The next function being called is FUN_00401659(&attacker_ip,0x1337,file_buffer,local_28). As it contains the attacker_ip followed by the 0x1337 (4919 in decimal) and the encrypted data (local_28), I assumed it is sending the encrypted data to 192.168.134.133:4919.

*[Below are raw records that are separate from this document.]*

PR #7959, opened 2020-04-30
Clean up compiler warnings from GCC 9.3

Myoldmopar:
Pull request overview
---------------------
I installed Ubuntu 20.04 today and GCC 9.3 came with it.  Building EnergyPlus revealed some warnings that need to be tidied.  The primary things are:

- All -ffor-scope flags need to be eliminated, it is deprecated and is now warning about the flag being there.
- There are some deprecated copy warnings coming out that are emitted if the user has a user defined copy constructor without a user defined assignment constructor, vice versa, or one of the user defined constructors have been made private so it appears to be missing.  For our case, I think it is fine to just mute the warning.
- There is a sign comparison warning from assertions inside ObjexxFCL Array1D.

PR #7967, opened 2020-05-05
Mute unrecognized warnings so we can still emit them on newer compilers

Myoldmopar:
Followup to #7959 where the result ended up causing lots of warnings on some machines.  With this change, new unknown warnings do not cause problems with older compilers, so that we can still emit them with newer compilers.  This flag has an interesting behavior however, in that if any other problem arises during building, the muted warning should be called out, just in case it was hiding a problem.


mitchute:
I'm still having issues over here on this.

```
warning: unknown warning option '-Wno-deprecated-copy'; did you mean '-Wno-deprecated'? [-Wunknown-warning-option]
warning: unknown warning option '-Wno-unknown-warning'; did you mean '-Wno-unknown-argument'? [-Wunknown-warning-option]
```

mitchute:
Works on my machine 😄 

Should we wait for CI to finish or just merge it?

Myoldmopar:
I want to just merge it, but let's let CI wrap up on it, then merge away!  You don't have to wait on Windows though, this is just in the GCC/Clang block.

mitchute:
Looks like something happened to the Mac CI. It is worth investigating before this goes in?

Myoldmopar:
No, it seems Mac went off the deep end, nothing to do with this branch.  Merge away.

Looking all the connections on the port 4919 I found just one packet but the TCP handshake:

Saving the data to a file we are ready to start to write a program which do the same symetric encryption algorithm in order to get the decrypted data.

#include <stdio.h>
#include <stdlib.h>

void main_algorithm(unsigned char *secret_key, unsigned char *encrypted_data, int data_length, unsigned char *plain_text) {
    int secret_key_length = strlen(secret_key);
    unsigned char shuffled_key[256];
    
    for (int i = 0; i < 256; i++) {
        shuffled_key[i] = i;
    }

    int aux = 0;
    for (int j = 0; j < 256; j++) {
        aux = (shuffled_key[j] + aux + secret_key[j % secret_key_length]) % 256;
        unsigned char v4 = shuffled_key[j];
        shuffled_key[j] = shuffled_key[aux];
        shuffled_key[aux] = v4;
    }

    int j = 0, k = 0;
    for (int i = 0; i < data_length; i++) {
        j = (j + 1) % 256;
        k = (k + shuffled_key[j]) % 256;

        unsigned char v12 = shuffled_key[j];
        shuffled_key[j] = shuffled_key[k];
        shuffled_key[k] = v12;

        unsigned char v11 = shuffled_key[(shuffled_key[j] + shuffled_key[k]) % 256];
        plain_text[i] = encrypted_data[i] ^ v11;
    }
}

int main() {
    unsigned char secret_key[] = "5P3R_S3CR3T_K3Y23/10/26";
    
    unsigned char encrypted_data[] = {
        0xe7, 0x3b, 0x3a, 0xdb, 0xc1, 0xf1, 0x72, 0xd1, 0x16, 0x96, 0x0e, 0x8b, 0x30, 0xb2, 0xa1, 0x1f,
        0x82, 0xca, 0xa8, 0xe1, 0xc4, 0xd6, 0x4a, 0x44, 0xdf, 0x55, 0x94, 0x3a, 0xfa, 0xdb, 0xab, 0xf2, 0x7f,
        0xfa, 0x07, 0x79, 0xb4, 0xbc, 0x10, 0xea, 0x80, 0x05, 0x88, 0xf7, 0xe8, 0xce, 0x0f, 0x36, 0x6d, 0x78,
        0xdf, 0x37, 0x86, 0x2e, 0x74, 0xa8, 0x9d, 0xe2, 0xa3, 0x07, 0x76, 0x66, 0xbd, 0xb3, 0xef, 0xe6, 0xbd,
        0xbf, 0x43, 0x59, 0xe8, 0x4e, 0xca, 0x43, 0x6f, 0xc4, 0x2d, 0xf0, 0x80, 0xb1, 0x9a, 0x4d, 0x05, 0xf3,
        0x40, 0xcf, 0x56, 0x3c, 0x9f, 0xde, 0x79, 0x7d, 0x5b, 0xc1, 0x8a, 0xeb, 0xa5, 0xcd, 0x01, 0x5a, 0x9a,
        0x7a, 0x5e, 0x90, 0xcd, 0xf2, 0x86, 0x18, 0x76, 0x2f, 0x93, 0x4a, 0x69, 0xe9, 0xe0, 0x5f, 0xbf, 0x0c,
        0x63, 0x2f, 0x8e, 0x80, 0x05, 0xd1, 0x31, 0x81, 0x7d, 0x59, 0x03, 0x8f, 0x0d, 0x6a, 0x0b, 0x85, 0xdb,
        0x33, 0xf3, 0xbd, 0xeb, 0xd2, 0xcc, 0x61, 0x7d, 0x82, 0x71, 0x78, 0x27, 0x9c, 0x87, 0xb0, 0x65, 0x7d,
        0xf6, 0xc2, 0x0a, 0x65, 0x17, 0xfa, 0x95, 0x1a, 0xbe, 0xdf, 0x70, 0x74, 0xc6, 0xe8, 0x0f, 0x2a, 0xf9,
        0xbf, 0xc5, 0xd2, 0xc0, 0xb2, 0xcb, 0x34, 0x5f, 0x9a, 0x0d
    };

    int data_length = sizeof(encrypted_data) / sizeof(encrypted_data[0]);
    unsigned char plain_text[data_length];

    main_algorithm(secret_key, encrypted_data, data_length, plain_text);

    puts(plain_text);

    return 0;
}

After executing it, we got the flag.